Scan the data below and work out how many of its lines contain the word "change". Give only that number.

──────────

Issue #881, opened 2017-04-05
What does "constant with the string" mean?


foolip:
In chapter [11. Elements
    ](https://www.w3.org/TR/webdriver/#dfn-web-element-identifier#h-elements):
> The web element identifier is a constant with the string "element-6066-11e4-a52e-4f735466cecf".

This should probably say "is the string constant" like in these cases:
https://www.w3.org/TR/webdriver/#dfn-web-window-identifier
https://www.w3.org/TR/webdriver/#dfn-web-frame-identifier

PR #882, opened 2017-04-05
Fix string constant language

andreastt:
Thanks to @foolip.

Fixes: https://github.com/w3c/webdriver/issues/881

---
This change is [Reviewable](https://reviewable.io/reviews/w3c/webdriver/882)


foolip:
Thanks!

──────────

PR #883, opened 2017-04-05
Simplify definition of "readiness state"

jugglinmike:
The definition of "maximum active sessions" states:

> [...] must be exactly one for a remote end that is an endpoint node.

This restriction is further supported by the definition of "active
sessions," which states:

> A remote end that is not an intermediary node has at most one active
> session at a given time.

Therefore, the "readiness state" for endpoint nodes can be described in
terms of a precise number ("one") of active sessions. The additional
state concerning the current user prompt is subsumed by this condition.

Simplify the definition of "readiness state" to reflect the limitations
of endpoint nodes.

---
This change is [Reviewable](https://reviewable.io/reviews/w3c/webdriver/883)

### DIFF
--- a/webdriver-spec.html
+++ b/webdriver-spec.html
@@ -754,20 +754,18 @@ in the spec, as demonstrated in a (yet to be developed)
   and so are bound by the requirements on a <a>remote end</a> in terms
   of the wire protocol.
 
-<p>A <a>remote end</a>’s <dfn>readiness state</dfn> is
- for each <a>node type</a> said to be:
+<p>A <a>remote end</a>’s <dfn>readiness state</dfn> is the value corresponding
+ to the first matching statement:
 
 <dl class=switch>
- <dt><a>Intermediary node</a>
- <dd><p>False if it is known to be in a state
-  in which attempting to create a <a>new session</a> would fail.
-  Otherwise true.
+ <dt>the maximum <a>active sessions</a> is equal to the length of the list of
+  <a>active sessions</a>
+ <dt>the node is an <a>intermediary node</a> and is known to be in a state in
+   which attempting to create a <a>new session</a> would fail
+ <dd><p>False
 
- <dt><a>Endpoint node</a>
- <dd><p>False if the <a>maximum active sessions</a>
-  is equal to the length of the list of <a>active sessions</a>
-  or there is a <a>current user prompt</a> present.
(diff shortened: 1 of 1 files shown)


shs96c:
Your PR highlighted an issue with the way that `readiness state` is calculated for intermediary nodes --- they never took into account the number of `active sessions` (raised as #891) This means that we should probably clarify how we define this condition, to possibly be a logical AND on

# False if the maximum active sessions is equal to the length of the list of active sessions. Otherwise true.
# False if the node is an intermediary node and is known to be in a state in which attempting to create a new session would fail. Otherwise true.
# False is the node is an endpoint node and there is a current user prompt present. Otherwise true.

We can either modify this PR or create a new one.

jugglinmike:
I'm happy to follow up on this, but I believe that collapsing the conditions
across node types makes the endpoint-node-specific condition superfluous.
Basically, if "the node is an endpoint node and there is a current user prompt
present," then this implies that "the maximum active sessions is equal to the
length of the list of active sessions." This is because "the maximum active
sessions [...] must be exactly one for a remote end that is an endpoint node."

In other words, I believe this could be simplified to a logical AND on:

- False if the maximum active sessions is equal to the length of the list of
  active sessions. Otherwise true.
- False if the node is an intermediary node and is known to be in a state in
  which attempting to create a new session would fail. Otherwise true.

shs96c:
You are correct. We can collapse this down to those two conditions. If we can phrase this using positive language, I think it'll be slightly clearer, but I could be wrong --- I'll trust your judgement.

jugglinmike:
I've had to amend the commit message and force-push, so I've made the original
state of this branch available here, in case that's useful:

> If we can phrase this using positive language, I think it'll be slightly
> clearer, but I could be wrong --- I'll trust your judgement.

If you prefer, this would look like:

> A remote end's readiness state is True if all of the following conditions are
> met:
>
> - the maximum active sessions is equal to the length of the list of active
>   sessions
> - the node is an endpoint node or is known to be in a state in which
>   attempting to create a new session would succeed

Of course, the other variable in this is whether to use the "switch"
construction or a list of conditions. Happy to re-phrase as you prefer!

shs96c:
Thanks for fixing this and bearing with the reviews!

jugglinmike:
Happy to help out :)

──────────

### [Expected output]
2